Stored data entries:

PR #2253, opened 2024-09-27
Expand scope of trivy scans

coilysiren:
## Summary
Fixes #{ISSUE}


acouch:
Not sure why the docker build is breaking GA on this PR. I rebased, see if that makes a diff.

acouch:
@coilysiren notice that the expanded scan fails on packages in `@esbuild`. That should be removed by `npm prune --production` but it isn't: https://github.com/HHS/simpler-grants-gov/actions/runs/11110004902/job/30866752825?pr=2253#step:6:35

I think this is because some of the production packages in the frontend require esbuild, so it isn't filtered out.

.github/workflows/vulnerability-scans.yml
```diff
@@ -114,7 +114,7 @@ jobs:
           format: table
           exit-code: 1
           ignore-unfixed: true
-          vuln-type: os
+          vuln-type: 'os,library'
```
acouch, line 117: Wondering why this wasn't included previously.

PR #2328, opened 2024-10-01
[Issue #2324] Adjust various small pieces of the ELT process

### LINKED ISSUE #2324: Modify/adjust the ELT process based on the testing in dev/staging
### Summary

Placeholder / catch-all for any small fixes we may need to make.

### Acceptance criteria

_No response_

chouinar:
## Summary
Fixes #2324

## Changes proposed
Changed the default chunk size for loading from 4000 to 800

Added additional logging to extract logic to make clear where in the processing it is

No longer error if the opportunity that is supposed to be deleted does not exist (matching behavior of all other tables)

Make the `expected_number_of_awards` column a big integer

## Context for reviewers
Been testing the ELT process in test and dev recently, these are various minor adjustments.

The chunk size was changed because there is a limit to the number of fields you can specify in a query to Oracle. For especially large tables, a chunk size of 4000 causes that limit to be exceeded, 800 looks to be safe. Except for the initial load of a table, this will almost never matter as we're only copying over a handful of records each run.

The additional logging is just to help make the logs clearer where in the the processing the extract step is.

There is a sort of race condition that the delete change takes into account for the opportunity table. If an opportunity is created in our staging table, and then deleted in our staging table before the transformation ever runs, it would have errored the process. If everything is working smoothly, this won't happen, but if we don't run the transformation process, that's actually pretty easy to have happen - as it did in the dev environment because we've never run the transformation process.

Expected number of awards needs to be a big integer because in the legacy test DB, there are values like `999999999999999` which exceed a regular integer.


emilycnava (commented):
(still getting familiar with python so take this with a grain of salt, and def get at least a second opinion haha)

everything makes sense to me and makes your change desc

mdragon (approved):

--

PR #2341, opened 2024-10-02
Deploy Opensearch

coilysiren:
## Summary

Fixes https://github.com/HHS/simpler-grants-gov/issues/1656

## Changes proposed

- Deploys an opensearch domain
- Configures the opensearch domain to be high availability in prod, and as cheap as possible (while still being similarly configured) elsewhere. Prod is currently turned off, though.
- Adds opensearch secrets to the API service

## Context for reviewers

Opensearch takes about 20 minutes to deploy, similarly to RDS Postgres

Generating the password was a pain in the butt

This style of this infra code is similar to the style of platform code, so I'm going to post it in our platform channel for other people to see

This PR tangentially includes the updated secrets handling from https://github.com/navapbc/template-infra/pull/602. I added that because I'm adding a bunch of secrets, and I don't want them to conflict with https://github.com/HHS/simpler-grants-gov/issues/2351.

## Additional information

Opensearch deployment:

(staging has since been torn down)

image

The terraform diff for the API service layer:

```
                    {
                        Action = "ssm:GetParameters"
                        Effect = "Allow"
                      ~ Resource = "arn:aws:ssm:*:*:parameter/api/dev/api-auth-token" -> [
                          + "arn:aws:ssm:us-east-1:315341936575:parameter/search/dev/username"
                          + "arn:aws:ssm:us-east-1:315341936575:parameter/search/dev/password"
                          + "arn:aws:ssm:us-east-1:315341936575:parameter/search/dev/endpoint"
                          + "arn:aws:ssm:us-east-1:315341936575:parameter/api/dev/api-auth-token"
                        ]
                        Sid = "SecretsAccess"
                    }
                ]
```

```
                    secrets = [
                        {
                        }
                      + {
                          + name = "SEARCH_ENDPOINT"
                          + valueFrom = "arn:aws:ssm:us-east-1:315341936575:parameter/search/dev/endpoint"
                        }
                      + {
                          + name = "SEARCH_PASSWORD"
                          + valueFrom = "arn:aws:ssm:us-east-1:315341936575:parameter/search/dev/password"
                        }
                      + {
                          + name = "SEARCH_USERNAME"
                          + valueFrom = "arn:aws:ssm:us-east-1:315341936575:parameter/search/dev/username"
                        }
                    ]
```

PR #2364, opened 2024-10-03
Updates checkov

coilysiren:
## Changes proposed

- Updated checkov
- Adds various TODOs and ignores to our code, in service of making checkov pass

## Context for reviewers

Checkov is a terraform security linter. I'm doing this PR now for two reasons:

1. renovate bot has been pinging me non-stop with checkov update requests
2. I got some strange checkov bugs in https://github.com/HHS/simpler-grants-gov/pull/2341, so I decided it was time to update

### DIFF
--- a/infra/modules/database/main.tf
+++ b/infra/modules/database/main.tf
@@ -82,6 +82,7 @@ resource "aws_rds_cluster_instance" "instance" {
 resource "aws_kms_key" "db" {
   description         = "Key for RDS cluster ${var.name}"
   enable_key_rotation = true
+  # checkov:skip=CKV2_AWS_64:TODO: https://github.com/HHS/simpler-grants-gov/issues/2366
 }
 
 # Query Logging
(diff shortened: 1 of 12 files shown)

• [To do]:
Search the data above for "testing" and copy every line where it turns up.

• [Solution below]:
### LINKED ISSUE #2324: Modify/adjust the ELT process based on the testing in dev/staging
Been testing the ELT process in test and dev recently, these are various minor adjustments.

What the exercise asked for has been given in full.